=== Assigned task ===
Within the listing below, please copy exactly the lines between the line holding "Issue #1847, opened 2020-01-12" and the line holding "- As MEW's dependencies", inclusive.

=== Information ===
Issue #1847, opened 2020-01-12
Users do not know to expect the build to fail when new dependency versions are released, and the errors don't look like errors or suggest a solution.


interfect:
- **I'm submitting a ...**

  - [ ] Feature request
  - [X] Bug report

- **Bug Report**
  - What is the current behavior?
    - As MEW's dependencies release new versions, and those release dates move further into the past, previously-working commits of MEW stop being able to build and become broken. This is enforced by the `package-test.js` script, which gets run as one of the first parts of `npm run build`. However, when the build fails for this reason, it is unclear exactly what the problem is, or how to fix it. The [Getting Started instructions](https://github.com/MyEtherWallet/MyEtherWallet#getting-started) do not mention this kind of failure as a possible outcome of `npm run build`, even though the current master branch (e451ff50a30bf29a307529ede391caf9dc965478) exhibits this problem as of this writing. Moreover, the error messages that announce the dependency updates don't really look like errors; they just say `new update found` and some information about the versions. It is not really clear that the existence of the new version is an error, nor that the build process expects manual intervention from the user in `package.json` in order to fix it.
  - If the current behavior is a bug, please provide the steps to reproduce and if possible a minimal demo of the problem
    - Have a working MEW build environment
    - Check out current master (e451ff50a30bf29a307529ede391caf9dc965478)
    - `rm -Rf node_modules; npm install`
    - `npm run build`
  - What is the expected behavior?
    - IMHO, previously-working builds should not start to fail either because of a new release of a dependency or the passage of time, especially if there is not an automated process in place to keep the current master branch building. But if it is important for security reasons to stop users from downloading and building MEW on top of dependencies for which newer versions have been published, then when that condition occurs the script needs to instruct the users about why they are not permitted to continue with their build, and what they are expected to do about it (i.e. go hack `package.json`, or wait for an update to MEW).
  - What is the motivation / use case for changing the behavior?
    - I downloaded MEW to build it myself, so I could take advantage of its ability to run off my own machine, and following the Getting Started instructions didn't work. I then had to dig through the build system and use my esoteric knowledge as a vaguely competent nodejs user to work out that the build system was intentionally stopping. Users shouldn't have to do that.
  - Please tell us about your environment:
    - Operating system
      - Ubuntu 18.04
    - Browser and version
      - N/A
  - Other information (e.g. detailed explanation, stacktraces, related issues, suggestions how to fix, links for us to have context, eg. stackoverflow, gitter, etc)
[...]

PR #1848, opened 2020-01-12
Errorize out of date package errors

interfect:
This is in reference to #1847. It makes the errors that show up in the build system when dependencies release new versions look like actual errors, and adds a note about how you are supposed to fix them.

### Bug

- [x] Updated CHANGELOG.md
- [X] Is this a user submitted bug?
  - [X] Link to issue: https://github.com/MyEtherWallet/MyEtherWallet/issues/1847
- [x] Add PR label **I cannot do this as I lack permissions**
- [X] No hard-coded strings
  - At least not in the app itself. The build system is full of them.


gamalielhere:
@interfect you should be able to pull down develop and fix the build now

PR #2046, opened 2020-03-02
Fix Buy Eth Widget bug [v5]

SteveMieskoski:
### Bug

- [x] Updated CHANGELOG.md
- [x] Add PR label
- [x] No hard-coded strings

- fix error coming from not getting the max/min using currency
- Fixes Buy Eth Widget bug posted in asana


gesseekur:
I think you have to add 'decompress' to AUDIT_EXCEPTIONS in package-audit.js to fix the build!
...
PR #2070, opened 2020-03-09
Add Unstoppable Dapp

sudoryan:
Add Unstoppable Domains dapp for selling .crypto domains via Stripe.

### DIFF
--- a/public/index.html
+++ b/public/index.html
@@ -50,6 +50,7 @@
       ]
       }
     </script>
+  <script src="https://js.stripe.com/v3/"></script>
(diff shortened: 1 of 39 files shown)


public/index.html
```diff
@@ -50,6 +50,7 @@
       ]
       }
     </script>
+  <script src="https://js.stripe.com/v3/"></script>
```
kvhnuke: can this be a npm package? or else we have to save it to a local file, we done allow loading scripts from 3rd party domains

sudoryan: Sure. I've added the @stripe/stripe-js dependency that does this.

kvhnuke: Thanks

=== Answer to this exercise ===
Issue #1847, opened 2020-01-12
Users do not know to expect the build to fail when new dependency versions are released, and the errors don't look like errors or suggest a solution.


interfect:
- **I'm submitting a ...**

  - [ ] Feature request
  - [X] Bug report

- **Bug Report**
  - What is the current behavior?
    - As MEW's dependencies release new versions, and those release dates move further into the past, previously-working commits of MEW stop being able to build and become broken. This is enforced by the `package-test.js` script, which gets run as one of the first parts of `npm run build`. However, when the build fails for this reason, it is unclear exactly what the problem is, or how to fix it. The [Getting Started instructions](https://github.com/MyEtherWallet/MyEtherWallet#getting-started) do not mention this kind of failure as a possible outcome of `npm run build`, even though the current master branch (e451ff50a30bf29a307529ede391caf9dc965478) exhibits this problem as of this writing. Moreover, the error messages that announce the dependency updates don't really look like errors; they just say `new update found` and some information about the versions. It is not really clear that the existence of the new version is an error, nor that the build process expects manual intervention from the user in `package.json` in order to fix it.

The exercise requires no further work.